Every line with the string "restart" should be copied from the data.
RECORDS TO USE START
PR #985, opened 2026-07-24
Add sparse files tests for relations and undo buffers

pashkinelfe:
test_sparse_files: extend with data correctness checks, DELETE/INSERT cycle, restart survival, and post-mutation st_blocks verification.

test_sparse_files_undo: verify data correctness after undo hole punching. Two REPEATABLE READ snapshots pin different undo ranges; after releasing the older one and checkpointing, the surviving snapshot must still read correct data through undo files that now contain holes. Also checks current-session values, orioledb_tbl_check, and restart survival.


pgnickb (approved):
LGTM.

Took me a bit to understand all the intentions behind the code. Would be nice to have more comments or a complete summary either in the test or in the commit message.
RECORDS TO USE END
● **ANSWER SECTION**:
test_sparse_files: extend with data correctness checks, DELETE/INSERT cycle, restart survival, and post-mutation st_blocks verification.
test_sparse_files_undo: verify data correctness after undo hole punching. Two REPEATABLE READ snapshots pin different undo ranges; after releasing the older one and checkpointing, the surviving snapshot must still read correct data through undo files that now contain holes. Also checks current-session values, orioledb_tbl_check, and restart survival.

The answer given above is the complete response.